DATASET EXTRACT START
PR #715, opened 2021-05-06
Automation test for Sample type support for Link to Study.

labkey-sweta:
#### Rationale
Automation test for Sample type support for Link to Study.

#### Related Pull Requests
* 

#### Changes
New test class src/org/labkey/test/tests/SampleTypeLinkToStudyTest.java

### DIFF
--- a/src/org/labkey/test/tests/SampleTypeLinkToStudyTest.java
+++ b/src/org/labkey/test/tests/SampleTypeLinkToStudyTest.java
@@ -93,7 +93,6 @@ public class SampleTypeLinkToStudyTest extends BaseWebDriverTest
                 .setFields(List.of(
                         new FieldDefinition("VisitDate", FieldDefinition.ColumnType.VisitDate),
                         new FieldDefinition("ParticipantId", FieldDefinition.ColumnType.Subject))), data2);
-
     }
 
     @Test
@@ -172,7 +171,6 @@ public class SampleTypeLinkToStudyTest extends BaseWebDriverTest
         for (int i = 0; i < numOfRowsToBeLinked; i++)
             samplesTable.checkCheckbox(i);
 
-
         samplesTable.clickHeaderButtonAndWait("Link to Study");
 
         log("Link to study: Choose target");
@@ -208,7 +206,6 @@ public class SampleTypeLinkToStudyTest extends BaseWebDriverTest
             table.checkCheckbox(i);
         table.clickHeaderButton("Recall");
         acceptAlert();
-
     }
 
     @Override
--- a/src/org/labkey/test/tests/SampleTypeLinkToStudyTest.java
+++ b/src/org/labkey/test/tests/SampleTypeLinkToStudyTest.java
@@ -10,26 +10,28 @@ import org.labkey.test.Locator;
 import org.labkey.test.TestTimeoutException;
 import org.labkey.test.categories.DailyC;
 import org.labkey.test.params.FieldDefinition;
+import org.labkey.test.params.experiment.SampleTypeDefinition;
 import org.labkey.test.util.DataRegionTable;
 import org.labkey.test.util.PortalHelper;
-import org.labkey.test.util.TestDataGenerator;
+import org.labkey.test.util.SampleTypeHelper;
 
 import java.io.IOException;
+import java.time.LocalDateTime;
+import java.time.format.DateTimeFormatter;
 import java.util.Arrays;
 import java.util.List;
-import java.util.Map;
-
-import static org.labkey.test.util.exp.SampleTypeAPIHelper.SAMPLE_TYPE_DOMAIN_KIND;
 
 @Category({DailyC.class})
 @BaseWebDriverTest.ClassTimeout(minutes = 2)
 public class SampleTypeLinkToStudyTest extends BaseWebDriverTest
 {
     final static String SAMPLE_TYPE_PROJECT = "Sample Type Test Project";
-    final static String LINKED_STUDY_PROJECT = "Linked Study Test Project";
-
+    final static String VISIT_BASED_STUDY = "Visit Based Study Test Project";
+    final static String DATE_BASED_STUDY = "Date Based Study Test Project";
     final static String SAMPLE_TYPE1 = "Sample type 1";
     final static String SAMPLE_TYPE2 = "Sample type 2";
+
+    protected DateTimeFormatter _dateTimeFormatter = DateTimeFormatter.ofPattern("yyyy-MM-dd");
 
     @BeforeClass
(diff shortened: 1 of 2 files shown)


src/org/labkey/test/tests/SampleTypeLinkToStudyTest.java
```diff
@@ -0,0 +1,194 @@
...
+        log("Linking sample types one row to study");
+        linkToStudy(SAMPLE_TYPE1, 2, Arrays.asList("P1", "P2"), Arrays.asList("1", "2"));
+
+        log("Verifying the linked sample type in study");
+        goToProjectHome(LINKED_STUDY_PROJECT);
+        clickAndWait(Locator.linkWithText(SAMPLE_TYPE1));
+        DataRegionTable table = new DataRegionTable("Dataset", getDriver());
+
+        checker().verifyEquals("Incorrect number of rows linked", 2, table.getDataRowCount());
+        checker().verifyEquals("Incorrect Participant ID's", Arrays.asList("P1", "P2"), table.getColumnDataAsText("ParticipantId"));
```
DATASET EXTRACT END
DATASET EXTRACT START
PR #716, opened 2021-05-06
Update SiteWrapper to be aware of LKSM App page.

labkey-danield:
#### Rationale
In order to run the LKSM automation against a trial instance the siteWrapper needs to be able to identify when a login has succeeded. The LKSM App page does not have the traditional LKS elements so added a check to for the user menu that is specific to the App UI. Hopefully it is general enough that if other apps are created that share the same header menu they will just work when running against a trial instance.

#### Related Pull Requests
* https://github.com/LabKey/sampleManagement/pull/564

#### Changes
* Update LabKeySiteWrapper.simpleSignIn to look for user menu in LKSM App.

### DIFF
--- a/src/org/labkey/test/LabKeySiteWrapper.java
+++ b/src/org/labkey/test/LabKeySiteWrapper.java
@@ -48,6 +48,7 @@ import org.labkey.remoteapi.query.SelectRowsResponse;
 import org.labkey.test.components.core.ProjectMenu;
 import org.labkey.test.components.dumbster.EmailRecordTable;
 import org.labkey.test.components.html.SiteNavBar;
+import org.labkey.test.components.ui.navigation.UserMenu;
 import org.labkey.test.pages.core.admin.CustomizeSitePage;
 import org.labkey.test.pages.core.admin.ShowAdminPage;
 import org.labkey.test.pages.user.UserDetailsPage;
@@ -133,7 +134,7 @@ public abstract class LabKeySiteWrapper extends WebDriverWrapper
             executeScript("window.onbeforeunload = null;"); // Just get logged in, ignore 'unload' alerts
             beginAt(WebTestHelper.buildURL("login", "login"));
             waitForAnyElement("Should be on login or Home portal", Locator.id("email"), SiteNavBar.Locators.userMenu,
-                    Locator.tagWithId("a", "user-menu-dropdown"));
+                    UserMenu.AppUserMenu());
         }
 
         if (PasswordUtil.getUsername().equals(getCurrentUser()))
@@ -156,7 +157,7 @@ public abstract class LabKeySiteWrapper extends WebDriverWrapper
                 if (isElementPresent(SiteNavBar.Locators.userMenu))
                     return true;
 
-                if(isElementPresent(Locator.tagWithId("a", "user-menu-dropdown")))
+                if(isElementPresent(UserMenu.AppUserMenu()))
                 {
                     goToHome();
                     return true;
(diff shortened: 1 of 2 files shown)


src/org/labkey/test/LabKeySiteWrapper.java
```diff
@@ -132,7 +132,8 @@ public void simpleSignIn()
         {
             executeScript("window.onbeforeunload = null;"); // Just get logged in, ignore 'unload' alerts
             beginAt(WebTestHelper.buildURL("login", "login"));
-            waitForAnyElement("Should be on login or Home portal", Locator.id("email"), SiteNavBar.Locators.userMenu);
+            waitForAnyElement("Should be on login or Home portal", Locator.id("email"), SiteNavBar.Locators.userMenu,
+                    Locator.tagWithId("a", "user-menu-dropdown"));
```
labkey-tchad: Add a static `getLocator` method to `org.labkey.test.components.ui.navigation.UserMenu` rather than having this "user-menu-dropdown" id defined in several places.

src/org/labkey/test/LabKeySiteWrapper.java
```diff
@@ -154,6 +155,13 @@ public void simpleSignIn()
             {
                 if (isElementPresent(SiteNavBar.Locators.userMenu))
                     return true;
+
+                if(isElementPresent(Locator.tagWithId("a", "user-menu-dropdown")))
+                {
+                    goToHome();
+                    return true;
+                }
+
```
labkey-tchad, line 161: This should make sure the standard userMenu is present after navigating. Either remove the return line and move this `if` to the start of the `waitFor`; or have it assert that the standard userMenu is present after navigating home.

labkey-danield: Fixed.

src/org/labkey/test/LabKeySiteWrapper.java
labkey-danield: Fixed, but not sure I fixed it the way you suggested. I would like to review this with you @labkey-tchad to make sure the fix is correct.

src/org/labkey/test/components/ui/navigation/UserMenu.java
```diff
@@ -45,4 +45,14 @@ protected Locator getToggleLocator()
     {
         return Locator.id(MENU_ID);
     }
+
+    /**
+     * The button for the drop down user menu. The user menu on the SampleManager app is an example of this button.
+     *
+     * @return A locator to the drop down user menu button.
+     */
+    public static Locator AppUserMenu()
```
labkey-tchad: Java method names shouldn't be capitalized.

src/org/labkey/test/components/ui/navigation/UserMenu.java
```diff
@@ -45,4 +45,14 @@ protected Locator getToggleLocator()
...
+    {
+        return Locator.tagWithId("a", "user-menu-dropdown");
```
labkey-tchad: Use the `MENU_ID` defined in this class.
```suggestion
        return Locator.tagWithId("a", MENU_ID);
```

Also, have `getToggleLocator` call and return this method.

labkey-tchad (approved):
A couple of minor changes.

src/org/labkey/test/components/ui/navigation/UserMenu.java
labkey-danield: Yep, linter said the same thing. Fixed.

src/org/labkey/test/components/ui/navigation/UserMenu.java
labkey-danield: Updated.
DATASET EXTRACT END
**THE PROBLEM**. Reprint exactly the lines above that start at the one with "PR #715, opened 2021-05-06" and end at the one with "-208,7 +206,6 @@", keeping both and adding none.

**ANSWER SECTION**.
PR #715, opened 2021-05-06
Automation test for Sample type support for Link to Study.

labkey-sweta:
#### Rationale
Automation test for Sample type support for Link to Study.

#### Related Pull Requests
* 

#### Changes
New test class src/org/labkey/test/tests/SampleTypeLinkToStudyTest.java

### DIFF
--- a/src/org/labkey/test/tests/SampleTypeLinkToStudyTest.java
+++ b/src/org/labkey/test/tests/SampleTypeLinkToStudyTest.java
@@ -93,7 +93,6 @@ public class SampleTypeLinkToStudyTest extends BaseWebDriverTest
                 .setFields(List.of(
                         new FieldDefinition("VisitDate", FieldDefinition.ColumnType.VisitDate),
                         new FieldDefinition("ParticipantId", FieldDefinition.ColumnType.Subject))), data2);
-
     }
 
     @Test
@@ -172,7 +171,6 @@ public class SampleTypeLinkToStudyTest extends BaseWebDriverTest
         for (int i = 0; i < numOfRowsToBeLinked; i++)
             samplesTable.checkCheckbox(i);
 
-
         samplesTable.clickHeaderButtonAndWait("Link to Study");
 
         log("Link to study: Choose target");
@@ -208,7 +206,6 @@ public class SampleTypeLinkToStudyTest extends BaseWebDriverTest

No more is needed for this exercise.